┌──
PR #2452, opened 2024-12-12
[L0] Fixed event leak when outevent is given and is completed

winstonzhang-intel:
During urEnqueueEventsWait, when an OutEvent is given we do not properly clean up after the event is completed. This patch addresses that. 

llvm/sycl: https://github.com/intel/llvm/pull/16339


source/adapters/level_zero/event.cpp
└──
* _DIRECTIONS FOR THIS TASK_:
Your answer must be every record above, repeated exactly.

* _TASK RESPONSE_:
PR #2452, opened 2024-12-12
[L0] Fixed event leak when outevent is given and is completed

winstonzhang-intel:
During urEnqueueEventsWait, when an OutEvent is given we do not properly clean up after the event is completed. This patch addresses that. 

llvm/sycl: https://github.com/intel/llvm/pull/16339


source/adapters/level_zero/event.cpp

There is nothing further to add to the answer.